Dans cet épisode, Christelle Kieffert, responsable data touristique à l’Agence Régionale du Tourisme Grand Est, échange avec Charles‑Henri Boisseau, responsable innovation et data chez ADN Tourisme. Ensemble, ils répondent à la question d’un hôtelier : comment rester visible dans un univers numérique bouleversé par l’explosion des données et l’arrivée massive de l’intelligence artificielle générative.

Transcription

Christelle : « Chaque année, on prépare tous nos vacances en ligne. Trouver l’hébergement idéal, réserver ses billets, dénicher les bons plans pour occuper les enfants… et pour ça, on plonge dans un véritable océan de données entre moteurs de recherche et, aujourd’hui, les outils d’intelligence artificielle générative dont l’adoption est fulgurante.
Dans ce paysage numérique, comment une plateforme touristique peut-elle se démarquer et apparaître dans nos recherches ?
Aujourd’hui, j’ai le plaisir d’accueillir Charles-Henri Boisseau, responsable innovation et data chez ADN Tourisme, la fédération nationale des organismes institutionnels du tourisme.
Ensemble, on va essayer de répondre à cette question.
Bonjour Charles-Henri. »

Charles-Henri : « Bonjour. »

Christelle : « Quant à moi, je suis Christelle Kieffert, responsable data touristique à l’Agence régionale du tourisme Grand Est.
Alors Charles-Henri, que penses-tu de ce challenge ? Comment un hôtelier, par exemple, peut rester visible dans cet univers numérique ?»

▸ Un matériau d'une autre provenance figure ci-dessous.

PR #166, opened 2017-11-10
Simple server optimizations

qubesuser:
This is a set of optimizations consisting of the changes in the "speed up qvm-ls" branch that don't make architectural or API changes.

Charles-Henri : « Eh bien, pour répondre à cette question, il faut, c’est vrai, reposer le contexte.
Le fait est que nous identifions un profond changement d’usage dans les parcours touristiques, que ce soit dans nos modes de recherche ou d’inspiration.
Et ce changement, il est lié à la rencontre de deux facteurs.
Le premier facteur, ce sont des évolutions technologiques que tu évoquais avec l’intelligence artificielle générative.
Et le deuxième facteur, son corollaire, c’est l’explosion du volume de données.
Nous sommes une civilisation de producteurs de données, que ce soit dans nos téléphones, nos objets connectés.
Et pour notre hôtelier, la donnée, c’est quoi ?
Ce sont ses tarifs, ses types de chambres, ses descriptions, ses photos, ses disponibilités.
Bref, tout un ensemble de données qui concerne son établissement.
Et tout l’enjeu aujourd’hui, pour notre hôtelier, c’est qu’il puisse structurer sa donnée et la faire remonter sur des outils d’intelligence artificielle afin de la rendre compréhensible et contextualisable.
Autrement dit, si on prend par exemple un hôtelier à Nancy, son enjeu, il n’est plus seulement d’indexer ses données sur des moteurs de recherche, mais de pouvoir apporter une information juste dans la réponse aux questions qui sont directement posées par les touristes.
Aujourd’hui, le touriste, il ne va plus seulement demander à pouvoir réserver un hôtel à Nancy à telle date et pour une nuit.
Il va poser des questions beaucoup plus fines et beaucoup plus situées, du style :
“Voilà, moi je viens à Nancy le 23 mars, juste pour une nuit, je viens avec mon chien, je voudrais un hôtel pas très loin du centre et puis dans telle gamme de prix. Qu’est-ce que tu me conseilles ?”
Et c’est ça que nous constatons.
Il y a une étude Havas Market publiée en mai 2025 qui témoigne que 31 % des utilisateurs d’intelligence artificielle en France déclaraient avoir eu recours à ces outils pour la préparation de leur voyage.
Et c’est ça qui se joue. Ce n’est pas seulement la forme de leur requête, c’est le niveau d’exigence contextuelle. Et pour atteindre ce niveau d’exigence contextuelle, la première chose à faire, c’est de travailler sur la qualité de sa donnée. La qualité, c’est quoi ? C’est d’abord une donnée vraie. Parce que c’est vrai que, quand on navigue aujourd’hui dans un océan de données, il arrive parfois qu’on arrive sur des informations fausses. »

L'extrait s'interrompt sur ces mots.